Exercise aim: Find "PR #23, opened 2014-07-24" in the material below and restate exactly the line holding it together with every line that comes after.

____________

PR #16, opened 2014-04-18
type-o

h4ck3rm1k3:
fixing a typo


haosdent:
This has been fixed in latest code https://github.com/apache/mesos/blob/1.1.x/include/mesos/zookeeper/zookeeper.hpp#L44 We should close this pr.

PR #23, opened 2014-07-24
Clean help flags

kensipe:
in the case of the zk flag.  the help is wrong.  The full file:/// protocol **must** be followed.  the way it is written, it appears as though you can just provide the absolute path, which fails.

The rest of it, cleans up the help to be more consistent with the phrasing.


jfarrell:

____________

Reply to the exercise:
PR #23, opened 2014-07-24
Clean help flags

kensipe:
in the case of the zk flag.  the help is wrong.  The full file:/// protocol **must** be followed.  the way it is written, it appears as though you can just provide the absolute path, which fails.

The rest of it, cleans up the help to be more consistent with the phrasing.


jfarrell:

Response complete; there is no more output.